• [Problem to work on]: Searching the material below, find each line that includes the word "dotenv", and copy it.

##########

PR #2499, opened 2021-04-01
Adjustments tested per age group

VWSCoronaDashboard4:
## Summary

Adjustments tested per age group

* Re-enable tile
* Re-order legend labels
* Split legend into dynamic and static
* Add incomplete range to graph + legend
* remove "week" from time toggles
* "All age groups" is always visible

### DIFF
--- a/packages/app/src/domain/tested/infected-per-age-group/components/age-group-legend.tsx
+++ b/packages/app/src/domain/tested/infected-per-age-group/components/age-group-legend.tsx
@@ -4,6 +4,7 @@ import styled from 'styled-components';
 import { LineSeriesDefinition } from '~/components-styled/time-series-chart/logic';
 import { Text } from '~/components-styled/typography';
 import { useIntl } from '~/intl';
+import { colors } from '~/style/theme';
 import { asResponsiveArray } from '~/style/utils';
 
 interface AgeGroupLegendProps {
@@ -28,7 +29,9 @@ export function AgeGroupLegend({
 
   return (
     <>
-      <Text fontSize={1}>{text.legend_help_text}</Text>
+      <Text fontSize={1} fontWeight="bold" mb={0} mt={2}>
+        {text.legend_help_text}
+      </Text>
       <Legend>
         <List>
           {seriesConfig.map((item) => {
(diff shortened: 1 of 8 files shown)


packages/app/src/domain/tested/infected-per-age-group/components/age-group-legend.tsx
```diff
@@ -4,17 +4,20 @@ import styled from 'styled-components';
 import { LineSeriesDefinition } from '~/components-styled/time-series-chart/logic';
 import { Text } from '~/components-styled/typography';
 import { useIntl } from '~/intl';
+import { colors } from '~/style/theme';
 import { asResponsiveArray } from '~/style/utils';
 
 interface AgeGroupLegendProps {
   seriesConfig: LineSeriesDefinition<NlTestedPerAgeGroupValue>[];
+  alwaysEnabledConfig: LineSeriesDefinition<NlTestedPerAgeGroupValue>[];
```
VWSCoronaDashboard8, line 12: You should only have to pass in an array of metric properties / strings here. It doesn't make much sense to me to pass in complete config objects when you are just to select a few of the complete config that is already passed in on the other prop.

VWSCoronaDashboard8 (approved):

VWSCoronaDashboard1 (approved):

packages/app/src/domain/tested/infected-per-age-group/components/age-group-legend.tsx
VWSCoronaDashboard4: though you need at least 4 properties of the config to render the legend properly; but it could probably be optimised a bit

packages/app/src/domain/tested/infected-per-age-group/infected-per-age-group.tsx
```diff
@@ -57,13 +85,24 @@ export function InfectedPerAgeGroup({
         height={breakpoints.md ? 300 : 250}
         disableLegend
         formatTooltip={(data) => (
-          <div css={css({ columns: tooltipColumns })}>
+          <div css={css({ [`${TooltipList}`]: { columns: tooltipColumns } })}>
```
VWSCoronaDashboard10, line 88: Is this nested css targeting necessary? I thought I saw it working previously without this css?

PR #2504, opened 2021-04-02
Kill lokalize part 1

VWSCoronaDashboard8:
## Summary

The basis for converting and handling Lokalize data in Sanity.


packages/cms/src/plugins/translate/select-language.tsx
```diff
@@ -50,20 +48,12 @@ export default function SelectLanguage(props: SelectLanguageProps) {
...
-                    code={lang.id === 'en' ? 'gb' : lang.id}
-                    width="24"
-                    height="12"
-                  />
-                  {validationErrors[lang.id] ? (
-                    <MdErrorOutline
-                      color={validationErrors[lang.id] ? 'red' : undefined}
-                    />
-                  ) : null}
-                </>
```
VWSCoronaDashboard1, line 64: I think we concluded that the validation error indicator would be kept next to the flag because it indicates in which language the error is contained in.

packages/cms/src/schemas/documents/lokalize-subject.ts
```diff
@@ -0,0 +1,67 @@
...
+export const lokalizeSubject = {
+  name: 'lokalizeSubject',
+  type: 'document',
+  title: 'Lokalize',
+  icon: FaLanguage,
+  /**
+   * We could limit what actions are allowed on these documents. It doesn't seem
+   * there is a way to limit this based on user role.
+   */
+  __experimental_actions: ['create', 'update', 'delete', 'publish'],
```
VWSCoronaDashboard1, line 28: We don't use these experimental features anymore. They are deprecated actually.
The new way of defining actions per document type can be added to `resolve-document-actions.ts`. I think the code there speaks for itself.

VWSCoronaDashboard1 (changes requested):

packages/cms/src/plugins/translate/select-language.tsx
VWSCoronaDashboard8: @VWSCoronaDashboard1 I brought back the red outline for the flag, as I assumed that would be enough of an indication. Right next to the flags you then have the icon with the exclamation mark already, so I feel the combination of both is sufficient.

packages/cms/src/lokalize/import.ts
```diff
@@ -0,0 +1,136 @@
...
+       * until we kill Lokalize those files are the source of truth. However,
+       * newly created text entries in Sanity will remain untouched, so we could
+       * already start to extend the Lokalize string set using Sanity if we want
+       * to.
+       */
+      .createOrReplace(document)
+      .catch((err) => {
+        console.error(
+          `Failed to create document for key ${key}: ${err.message}`
+        );
```
VWSCoronaDashboard10, line 131: Do we want the import/export scripts to fail silently or should it actually throw an error to block build scripts?

VWSCoronaDashboard10: or would console.error result in the same behavior as a throw?

packages/cms/src/schemas/documents/lokalize-subject.ts
```diff
@@ -0,0 +1,62 @@
...
+      name: 'key',
+      type: 'string',
+      /**
+       * This key is filled with the root-level JSON key at import, but could be
+       * changed later after we kill Lokalize. It allows us to rename the keys
+       * we have, which should make it easier to keep things clean.
+       */
+      description:
+        'A unique snake-cased key that will form the root-level JSON key.',
+      // hidden: true,
```
VWSCoronaDashboard10, line 36: comment necessary?

packages/cms/src/schemas/locale/locale-text.ts
```diff
@@ -8,5 +8,12 @@ export default {
     title: lang.title,
     name: lang.id,
     type: 'text',
+    rows: 4,
+    /**
+     * Only NL is required. For EN we use NL as a fallback when exporting. Both
+     * can be 1000 chars long (default is 120)
+     */
+    validation: (Rule: any) =>
+      lang.id === 'nl' ? Rule.required().max(1000) : Rule.max(1000),
```
VWSCoronaDashboard10, line 17: I checked out the branch and saw the following error pop up:
http://localhost:3333/desk/lokalize;jsonKey__ic_opnames_per_dag
image

is this configuration not working or not related?

packages/cms/src/schemas/documents/lokalize-text.ts
```diff
@@ -0,0 +1,54 @@
...
+      const shortLength = shortSubtitle.length;
+      return {
+        title,
+        subtitle:
+          shortLength === SHORTEN_LENGTH
+            ? `${shortSubtitle}...`
+            : shortSubtitle,
+      };
+    },
+  },
```
VWSCoronaDashboard10, line 53: is shortening the subtitle necessary? It looks like the sanity UI will automatically cut off long values together with an ellipsis.

packages/cms/src/lokalize/export.ts
```diff
@@ -0,0 +1,48 @@
...
+      }
+    );
+    fs.writeFileSync(
+      path.join(localeDirectory, 'en_export.json'),
+      prettier.format(JSON.stringify(unflatten(en)), { parser: 'json' }),
+      {
+        encoding: 'utf8',
+      }
+    );
+  });
```
VWSCoronaDashboard10, line 48: you forgot to catch errors on this promise

VWSCoronaDashboard10 (approved):
couple of comments/questions.

packages/cms/src/desk-structure.ts
```diff
@@ -62,139 +30,104 @@ const hiddenDocTypes = [
...
 ];
 
 export default () =>
-  StructureBuilder.list()
+  S.list()
     .title('Content')
     .items([
-      StructureBuilder.listItem()
+      S.listItem()
+        .title('Lokalize')
```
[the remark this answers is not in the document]
VWSCoronaDashboard10: or maybe leave it like this, it's probably more clear for the comm users to name it Lokalize.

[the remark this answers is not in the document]
VWSCoronaDashboard8: In my mind once we have this working we should move to a different structure in a next iteration and then call it something else. With this name it is clear that this feature is there to replace Lokalize at first. But the title we can always change at any time.

packages/cms/src/lokalize/delete.ts
```diff
@@ -0,0 +1,22 @@
+import Queue from 'p-queue';
+import { client } from '../client';
+
+const queue = new Queue({
+  concurrency: 4,
+  interval: 1000 / 25,
```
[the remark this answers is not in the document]
VWSCoronaDashboard8: This came from @VWSCoronaDashboard initial PoC, I am not sure how these limits have been chosen. Maybe it's just the Sanity API rate limit.

packages/cms/src/lokalize/import.ts
VWSCoronaDashboard8: Import is something we do manually and only a few times until we hit the killswitch. So I think error messages in the console are fine.

packages/cms/src/schemas/locale/locale-text.ts
VWSCoronaDashboard8: Yes the 120 limit error needs to be sorted out still. I'll add it to the trello ticket of step 2. Not sure why it's not picking up the 1000 limit

packages/cms/src/schemas/documents/lokalize-subject.ts
VWSCoronaDashboard8: I'm putting them back in to wrap up this PR. I'll add a todo. Using document actions it is not immediately clear to me what the equivalent of and API document update action is and I don't have time to dive into these things now. The feature is also not deprecated yet.

packages/cms/src/client.ts
```diff
@@ -0,0 +1,19 @@
...
+import dotenv from 'dotenv';
+import path from 'path';
+import sanityConfig from '../sanity.json';
+
+/**
+ * @TODO load dotenv elsewhere maybe and take dataset from env
+ */
+dotenv.config({
+  path: path.resolve(process.cwd(), '.env.local'),
+});
```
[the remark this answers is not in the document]
VWSCoronaDashboard8: Simply taking out this bit breaks the code (permissions errors), so I'm leaving this for another day.

packages/cms/src/schemas/documents/lokalize-text.ts
VWSCoronaDashboard8: I must have added it because I was seeing strings that were too long, but I'll add a todo for the follow up work. I don't want to spent more time on this PR now.

VWSCoronaDashboard10 (approved):

VWSCoronaDashboard1 (approved):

##########

• [Response box]:
+import dotenv from 'dotenv';
+ * @TODO load dotenv elsewhere maybe and take dataset from env
+dotenv.config({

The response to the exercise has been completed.